● YOUR TASK
Your task is to copy each line of the material that includes "parentheses".

● SUPPLIED INFORMATION
PR #249, opened 2019-06-04
Raise an exception if data can’t be normalized

### LINKED ISSUE #247: performance data for linked data term fetch fails if there are predicates is nil
### Description

If `results['predicates'].blank?`, then results['predicates'].size` raises an exception.

### Expected

If `results['predicates'].blank?`, #append_performance_data in find_term.rb should set...

```
performance = { predicate_count: 0, ...}
```

### Actual

If `results['predicates'].blank?`, #append_performance_data in find_term.rb raises...

```
exception Undefined method :size for NilClass
```

elrayle:
Closes #247

In this case, the data can’t be normalized because the requested ID does not match the ID in the graph for the term.  This prevents the extraction of the URI from the graph based on the ID.

With this fix, an exception is raised when it happens so the error can be reported back to users.  This fails more gracefully than the previous failure which just returned empty data for uri, id, and label.

### DIFF
--- a/app/controllers/qa/linked_data_terms_controller.rb
+++ b/app/controllers/qa/linked_data_terms_controller.rb
@@ -80,6 +80,10 @@ class Qa::LinkedDataTermsController < ::ApplicationController
                 "was not identified as a valid RDF format.  You may need to include the linkeddata gem."
     logger.warn msg
     render json: { errors: msg }, status: :internal_server_error
+  rescue Qa::DataNormalizationError => e
+    msg = "Data Normalization Error - #{e.message}"
+    logger.warn msg
+    render json: { errors: msg }, status: :internal_server_error
   end
 
   # Return all the information for a given term given a URI
--- a/lib/qa/authorities/linked_data/find_term.rb
+++ b/lib/qa/authorities/linked_data/find_term.rb
@@ -133,16 +133,26 @@ module Qa::Authorities
 
         def extract_uri
           return @uri = RDF::URI.new(id) if expects_uri?
-          @uri = graph_service.subjects_for_object_value(graph: @filtered_graph, predicate: RDF::URI.new(term_config.term_results_id_predicate), object_value: URI.unescape(id)).first
-          return @uri unless loc? && @uri.blank?
-          # for backward compatibility, if an loc id as passed in fails to extract the URI, try to adding a blank to the id
-          @uri = graph_service.subjects_for_object_value(graph: @filtered_graph, predicate: RDF::URI.new(term_config.term_results_id_predicate), object_value: loc_id).first
-          if @uri.present?
-            Qa.deprecation_warning(
-              in_msg: 'Qa::Authorities::LinkedData::FindTerm',
-              msg: 'Special processing of LOC ids is deprecated; id should be an exact match of the id in the graph'
-            )
-          end
+          extract_uri_by_id
+        end
+
+        def extract_uri_by_id
+          @uri = get_uri_from_graph_by_id(id)
+        rescue Qa::DataNormalizationError
+          raise unless loc?
+          @uri = get_uri_from_graph_by_id(loc_id)
+          Qa.deprecation_warning(
+            in_msg: 'Qa::Authorities::LinkedData::FindTerm',
+            msg: 'Special processing of LOC ids is deprecated; id should be an exact match of the id in the graph'
+          )
+          @uri
+        end
+
+        def get_uri_from_graph_by_id(gid)
+          @uri = graph_service.subjects_for_object_value(graph: @filtered_graph,
+                                                         predicate: RDF::URI.new(term_config.term_results_id_predicate),
+                                                         object_value: URI.unescape(gid)).first
+          raise Qa::DataNormalizationError, "Unable to extract URI based on ID: #{id}" if @uri.blank?
           @uri
         end
 
@@ -240,7 +250,8 @@ module Qa::Authorities
         end
 
         def append_performance_data(results)
-          performance = { predicate_count: results['predicates'].size,
+          pred_count = results['predicates'].present? ? results['predicates'].size : 0
+          performance = { predicate_count: pred_count,
                           fetch_time_s: access_time_s,
                           normalization_time_s: normalize_time_s,
                           total_time_s: (access_time_s + normalize_time_s) }
--- a/spec/lib/authorities/linked_data/find_term_spec.rb
+++ b/spec/lib/authorities/linked_data/find_term_spec.rb
@@ -90,90 +90,131 @@ RSpec.describe Qa::Authorities::LinkedData::FindTerm do
             .to include('Cornell University', 'Ithaca (N.Y.). Cornell University', "Kornel\\xCA\\xB9skii universitet",
                         "K\\xCA\\xBBang-nai-erh ta hs\\xC3\\xBCeh")
         end
+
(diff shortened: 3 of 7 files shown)


app/controllers/qa/linked_data_terms_controller.rb
```diff
@@ -80,6 +80,10 @@ def show # rubocop:disable Metrics/MethodLength, Metrics/AbcSize
                 "was not identified as a valid RDF format.  You may need to include the linkeddata gem."
     logger.warn msg
     render json: { errors: msg }, status: :internal_server_error
+  rescue Qa::DataNormalizationError => e
+    msg = "Data Normalization Error - #{e.message}"
+    logger.warn msg
+    render json: { errors: msg }, status: :internal_server_error
```
elrayle: Added exception to be used for reporting problems normalizing the RDF to JSON.

lib/qa/authorities/linked_data/find_term.rb
```diff
@@ -133,16 +133,26 @@ def expects_uri?
...
-          return @uri unless loc? && @uri.blank?
-          # for backward compatibility, if an loc id as passed in fails to extract the URI, try to adding a blank to the id
-          @uri = graph_service.subjects_for_object_value(graph: @filtered_graph, predicate: RDF::URI.new(term_config.term_results_id_predicate), object_value: loc_id).first
-          if @uri.present?
-            Qa.deprecation_warning(
-              in_msg: 'Qa::Authorities::LinkedData::FindTerm',
-              msg: 'Special processing of LOC ids is deprecated; id should be an exact match of the id in the graph'
-            )
-          end
+          extract_uri_by_id
```
elrayle: This is mostly a reorganizing to make the code less cluttered and DRY.

lib/qa/authorities/linked_data/find_term.rb
```diff
@@ -133,16 +133,26 @@ def expects_uri?
...
+            msg: 'Special processing of LOC ids is deprecated; id should be an exact match of the id in the graph'
+          )
+          @uri
+        end
+
+        def get_uri_from_graph_by_id(gid)
+          @uri = graph_service.subjects_for_object_value(graph: @filtered_graph,
+                                                         predicate: RDF::URI.new(term_config.term_results_id_predicate),
+                                                         object_value: URI.unescape(gid)).first
+          raise Qa::DataNormalizationError, "Unable to extract URI based on ID: #{id}" if @uri.blank?
```
elrayle: This is the new bit that raised the error if the ID can't be found in the graph as an object of a triple.

lib/qa/authorities/linked_data/find_term.rb
```diff
@@ -133,16 +133,26 @@ def expects_uri?
...
-            Qa.deprecation_warning(
-              in_msg: 'Qa::Authorities::LinkedData::FindTerm',
-              msg: 'Special processing of LOC ids is deprecated; id should be an exact match of the id in the graph'
-            )
-          end
+          extract_uri_by_id
+        end
+
+        def extract_uri_by_id
+          @uri = get_uri_from_graph_by_id(id)
```
elrayle: This is the normal way for getting the URI from the ID.

lib/qa/authorities/linked_data/find_term.rb
```diff
@@ -133,16 +133,26 @@ def expects_uri?
...
+        rescue Qa::DataNormalizationError
+          raise unless loc?
+          @uri = get_uri_from_graph_by_id(loc_id)
```
elrayle: Trying a second time with the LOC specially processed ID.  Only happens when the authority is accessing LOC directly.

lib/qa/authorities/linked_data/find_term.rb
```diff
@@ -240,7 +250,8 @@ def predicates_with_subject_uri(expected_uri) # rubocop:disable Metrics/MethodLe
         end
 
         def append_performance_data(results)
-          performance = { predicate_count: results['predicates'].size,
+          pred_count = results['predicates'].present? ? results['predicates'].size : 0
+          performance = { predicate_count: pred_count,
```
elrayle: This original error was that `results['predicates']` was nil and causing `.size` to raise an exception.  This prevents that.  This really shouldn't be needed, but if it were to happen again in another circumstance, it would fail more gracefully.

spec/lib/authorities/linked_data/find_term_spec.rb
```diff
@@ -90,90 +90,131 @@
...
 
     context 'in LOC authority' do
       context 'term found' do
-        before do
-          stub_request(:get, 'http://id.loc.gov/authorities/subjects/sh85118553')
-            .to_return(status: 200, body: webmock_fixture('lod_loc_term_found.rdf.xml'), headers: { 'Content-Type' => 'application/rdf+xml' })
-          stub_request(:get, 'http://id.loc.gov/authorities/subjects/sh1234')
-            .to_return(status: 200, body: webmock_fixture('lod_loc_second_term_found.rdf.xml'), headers: { 'Content-Type' => 'application/rdf+xml' })
-        end
+        context 'when id requires special processing for <blank> in id' do
```
elrayle: This is mostly a refactor moving the stubs closer to the tests that use them for readability purposes only.

spec/lib/authorities/linked_data/find_term_spec.rb
```diff
@@ -90,90 +90,131 @@
...
+          let(:results_without_blank) { lod_loc.find('sh85118553', subauth: 'subjects') }
+
+          it 'extracts correct uri' do
+            expect(results_without_blank[:uri]).to eq 'http://id.loc.gov/authorities/subjects/sh85118553'
+          end
         end
 
-        it 'extracts correct uri when loc id does not have blank' do
-          expect(results_without_blank[:uri]).to eq 'http://id.loc.gov/authorities/subjects/sh85118553'
+        context "ID in graph doesn't match ID in request URI" do
```
elrayle: This is the new test that checks for the DataNormalizationError exception.

spec/lib/authorities/linked_data/find_term_spec.rb
```diff
@@ -90,90 +90,131 @@
             .to include('Cornell University', 'Ithaca (N.Y.). Cornell University', "Kornel\\xCA\\xB9skii universitet",
                         "K\\xCA\\xBBang-nai-erh ta hs\\xC3\\xBCeh")
         end
+
+        context "ID in graph doesn't match ID in request URI" do
+          before do
```
elrayle: Tests for DataNormalizationError with the OCLC_FAST authority.  Catches the case where special processing of the ID is NOT done.

spec/lib/authorities/linked_data/find_term_spec.rb
```diff
@@ -90,90 +90,131 @@
...
+            stub_request(:get, 'http://id.loc.gov/authorities/subjects/sh85118553')
+              .to_return(status: 200, body: webmock_fixture('lod_loc_term_found.rdf.xml'), headers: { 'Content-Type' => 'application/rdf+xml' })
+          end
+
+          let(:results_without_blank) { lod_loc.find('sh85118553', subauth: 'subjects') }
+
+          it 'extracts correct uri' do
+            expect(results_without_blank[:uri]).to eq 'http://id.loc.gov/authorities/subjects/sh85118553'
+          end
```
elrayle: ENDS refactor that moved stubs closer to tests that use them

PR #261, opened 2019-07-31
Remove CircleCI ruby/rails version defaults

botimer:
Re: samvera/maintenance#20
Re: samvera/maintenance#21


jrgriffiniii:
These failures appear to be related to the WorldCat server errors which appeared for earlier test jobs on builds such as https://circleci.com/workflow-run/bba233e6-582f-4127-a825-92746790501d

PR #264, opened 2019-08-08
allow error from RDF::Graph to be parsed with or without paren around code

elrayle:
### Problem

Multiple webmock tests, but not all, were randomly failing on CCI only.  These were first seen when PR #259 was merged into master, but were not caused by the PR.  They appeared to be related to dependency changes or infrastructure change at CCI.  

After extensive investigation (many thanks to @botimer and @jrgriffiniii), it was determined that the addition of rest-client gem caused an error to surface.  The error occurs because when rest-client gem is present, RDF::Graph.load method returns its error messages in a different form.  Sometimes the error message includes parentheses around the error code (i.e., "... (503)") and sometimes not (i.e., "... 503").  QA parses the error code from the error message to pass back a more meaningful error to the caller.  

### Solution

QA was doing a positional parse expecting the message to be consistent.  It was updated to use regex which is less fragile.

### A Better Solution

Ultimately, the fix would be for RDF::Graph.load to...
1) minimally return the error message in the same format every time
2) improve exceptions by throwing specific exceptions based on the error code that can be captured in the calling application

### DIFF
--- a/app/services/qa/linked_data/graph_service.rb
+++ b/app/services/qa/linked_data/graph_service.rb
@@ -106,12 +106,10 @@ module Qa
             end
           end
 
+          # process ioerror_code from RDF::Graph.load whether the code is in parentheses (i.e. "... (404)"), or not (i.e. "... 404")
           def ioerror_code(e)
             msg = e.message
-            return 'format' if msg.start_with? "Unknown RDF format"
-            a = msg.size - 4
-            z = msg.size - 2
-            msg[a..z]
+            msg[/(\(?)(\d\d\d)(\)?)$/, 2]
           end
       end
     end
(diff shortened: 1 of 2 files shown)


elrayle:
I tried...
* pinning webmock to 3.6.0 (latest is 3.6.2)
* pinning net-http-persistent to 3.0.1 (latest is 3.1.0)
* forcing the test app cache to regenerate

Rather or not the tests fail for any particular combination of Rails and Ruby versions appears to be random.  Best I can tell, which tests fail are the same each time failures occur.

NOTE: There have been not recent changes to tests.  And the tests that are failing have been passing consistently for a long time.  Some of the failing tests haven't been touched in 2 years.

PR #284, opened 2019-11-11
add language processing to ldpath service

elrayle:
The ldpath_service was not honoring requests for languages.  With this change, if languages are passed into the ldpath_program method and the property being requested has a language marker in it, the program will create a request for each language and for all untagged literals.

The ldpath_execute method will recombine these values into language tagged RDF::Literals.

Without this, the language processing in QA is unable to properly sort multiple values within a single language.


jrgriffiniii:
Apologies for any annoyance, but this is to please document and confirm that https://github.com/samvera-labs/ldpath/pull/18 is actually a blocking PR for merging these proposed changes.

PR #299, opened 2019-12-03
update Discogs authority to support pagination parameters

tworrall:


lib/qa/authorities/discogs/discogs_utils.rb
```diff
@@ -55,6 +55,28 @@ def bf_role_type_object
         "http://id.loc.gov/ontologies/bibframe/Role"
       end
 
+      def format(tc)
+        return 'json' unless tc.params.key?('format')
```
elrayle: Nice putting these in utils.

PR #321, opened 2020-08-13
Changes LoC authorities to use https

### LINKED ISSUE #320: Library of Congress now redirecting HTTP requests to HTTPS
LOC recently starting requiring `https:` for all `id.loc.gov` requests. (Identifiers are still `http:`, but if you access the site using `http:`, you’ll get a `302 Moved Permanently` redirect to the `https:` version). If QA isn’t already respecting redirects (and probably even if it is), it should probably be updated to use `https:` on all LOC calls.

rotated8:
Fixes #320

LoC is now redirecting `http` requests to `https`, and QA is not following redirects, so applications would see HTTP 500 errors, because the response would not parse as JSON. This commit fixes that issue by changing all the LoC urls to use `https`.


elrayle:
QA doesn't parse out the ID.  For fetch, the ID is passed in...

```
http://localhost:3000/qa/show/loc/subjects/sh2008121753
```

where sh2008121753 is the id passed to QA for fetching data.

● OUTPUT OF THE EXERCISE
After extensive investigation (many thanks to @botimer and @jrgriffiniii), it was determined that the addition of rest-client gem caused an error to surface.  The error occurs because when rest-client gem is present, RDF::Graph.load method returns its error messages in a different form.  Sometimes the error message includes parentheses around the error code (i.e., "... (503)") and sometimes not (i.e., "... 503").  QA parses the error code from the error message to pass back a more meaningful error to the caller.  
+          # process ioerror_code from RDF::Graph.load whether the code is in parentheses (i.e. "... (404)"), or not (i.e. "... 404")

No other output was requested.